- Task brief: Pull each line holding the word "order" from the data.

Records from a collection:
PR #487, opened 2021-07-15
use GetScheduledTime to calculate ActivityEndToEndLatency

mattkim:
## What was changed
use GetScheduledTime to calculate ActivityEndToEndLatency

## Why?
Currently ActivityEndToEndLatency is referencing activity started as the start time, which does not include the time scheduled.

## Checklist

1. Closes

2. How was this tested:
unit tests

3. Any docs updates needed?
no

### DIFF
--- a/internal/internal_task_pollers.go
+++ b/internal/internal_task_pollers.go
@@ -910,7 +910,7 @@ func (atp *activityTaskPoller) ProcessTask(task interface{}) error {
 		return reportErr
 	}
 
-	activityMetricsScope.Timer(metrics.ActivityEndToEndLatency).Record(time.Since(activityTask.pollStartTime))
+	activityMetricsScope.Timer(metrics.ActivityEndToEndLatency).Record(time.Since(common.TimeValue(activityTask.task.GetScheduledTime())))
 	return nil
 }
 


internal/internal_task_pollers.go
```diff
@@ -910,7 +910,7 @@ func (atp *activityTaskPoller) ProcessTask(task interface{}) error {
 		return reportErr
 	}
 
-	activityMetricsScope.Timer(metrics.ActivityEndToEndLatency).Record(time.Since(activityTask.pollStartTime))
+	activityMetricsScope.Timer(metrics.ActivityEndToEndLatency).Record(time.Since(common.TimeValue(activityTask.task.GetScheduledTime())))
```
mattkim, line 913: One question I have is if we should use "GetCurrentAttemptScheduledTime" instead?

underrun: maybe we want both?

internal/internal_task_pollers.go
```diff
@@ -910,7 +910,7 @@ func (atp *activityTaskPoller) ProcessTask(task interface{}) error {
 		return reportErr
 	}
 
-	activityMetricsScope.Timer(metrics.ActivityEndToEndLatency).Record(time.Since(activityTask.pollStartTime))
```
mattkim, line 913: Also, this does not seem to be the latest change. Not sure why it's shown this way in the PR.

mattkim:
Closing this for now, will sync with Bolt first to clarify the definition of this alert, and see what requirements they are looking for.

Issue #1287, opened 2023-11-03
Error "getState: illegal access from outside of workflow context" after sdk update  1.22.1 -> 1.25.1


vmalyavin:
[You can view full workflow code of reproduction in repo](https://github.com/vmalyavin/temporalissue)

We have a simple workflow cycle with select
- pereodic polling(payment status from activity every 2-3min)
- workflow-cancel signal receive
- timeout
```go
package testflow

import (
	"time"

	"go.temporal.io/sdk/workflow"

	"temporalissue/models"
	"temporalissue/workflows/testflow/signals"
)

func PollPaymentStatus20MinOrReceiveCancel(
	ctx workflow.Context, order *models.Order,
) models.PaymentStatus {
	var status models.PaymentStatus

	// cycle over timer - 20min
	itsOver := false
	overTimer := workflow.NewTimer(ctx, 20*time.Minute)
	overCallback := func(_ workflow.Future) { itsOver = true }

	for !itsOver {
		pollTimer, pollCallback := pollPaymentStatus(
			ctx, 3*time.Minute, &status, order,
		)
		selector := workflow.NewSelector(ctx).
			AddFuture(pollTimer, pollCallback).
			AddFuture(overTimer, overCallback).
			AddReceive(signals.CancellationReceive(ctx, order))
		selector.Select(ctx)

		// end cycle if paymentstatus is changed from new; or order is cancelled
		if status == models.PaymentStatusNew || order.Status == models.OrderStatusCancel {
			break
		}
	}

	return status
}
```

then after end of the cycle we 
- complete workflow

or  
- cancel it(by signal) and poll payment status for 10min after cancel:
```go
func PollPaymentStatus10Min(
	ctx workflow.Context, order *models.Order,
) models.PaymentStatus {
	var status models.PaymentStatus

	// cycle over timer - 10min
	itsOver := false
	overTimer := workflow.NewTimer(ctx, 10*time.Minute)
	overCallback := func(_ workflow.Future) { itsOver = true }

	for !itsOver {
		pollTimer, pollCallback := pollPaymentStatus(
			ctx, 2*time.Minute, &status, order,
		)
		selector := workflow.NewSelector(ctx).
			AddFuture(pollTimer, pollCallback).
			AddFuture(overTimer, overCallback)
		// no cancel receive
		selector.Select(ctx)

		// end cycle if paymentstatus is changed from new
		if status != models.PaymentStatusNew {
			break
		}
	}

	return status
}
```
[...]

PR #1296, opened 2023-11-20
Don't run workflowCancelHandler in test harness

Quinn-With-Two-Ns:
Don't run workflowCancelHandler in test harness on completed workflows. If a workflow is completed nothing else in the workflow function should run.

closes https://github.com/temporalio/sdk-go/issues/1287

### DIFF
--- a/internal/internal_workflow_testsuite.go
+++ b/internal/internal_workflow_testsuite.go
@@ -877,16 +877,13 @@ func (env *testWorkflowEnvironmentImpl) Complete(result *commonpb.Payloads, err 
 		return
 	}
 	env.workflowDef.Close()
-	var canceledErr *CanceledError
-	if errors.As(err, &canceledErr) && env.workflowCancelHandler != nil {
-		env.workflowCancelHandler()
-	}
 
 	dc := env.GetDataConverter()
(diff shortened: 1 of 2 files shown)


internal/internal_workflow_testsuite.go
```diff
@@ -875,16 +875,13 @@ func (env *testWorkflowEnvironmentImpl) Complete(result *commonpb.Payloads, err
 		return
 	}
 	env.workflowDef.Close()
-	var canceledErr *CanceledError
-	if errors.As(err, &canceledErr) && env.workflowCancelHandler != nil {
-		env.workflowCancelHandler()
-	}
```
cretz, line 881: Can you help me understand this change? Is it just because `As` checks errors at every depth and if so, maybe we should change to just checking the exact error type instead of hierarchy? Can you confirm that there is no other internal way for a cancel to be sent to a test workflow than via `TestWorkflowEnvironment.CancelWorkflow()` (which appears to still invoke this callback)/

Quinn-With-Two-Ns: This change is because canceling a  workflow that has already returned is not valid. I the workflow function has already returned what valid effect can the cancel call have?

- Result below:
	ctx workflow.Context, order *models.Order,
			ctx, 3*time.Minute, &status, order,
			AddReceive(signals.CancellationReceive(ctx, order))
		// end cycle if paymentstatus is changed from new; or order is cancelled
		if status == models.PaymentStatusNew || order.Status == models.OrderStatusCancel {
	ctx workflow.Context, order *models.Order,
			ctx, 2*time.Minute, &status, order,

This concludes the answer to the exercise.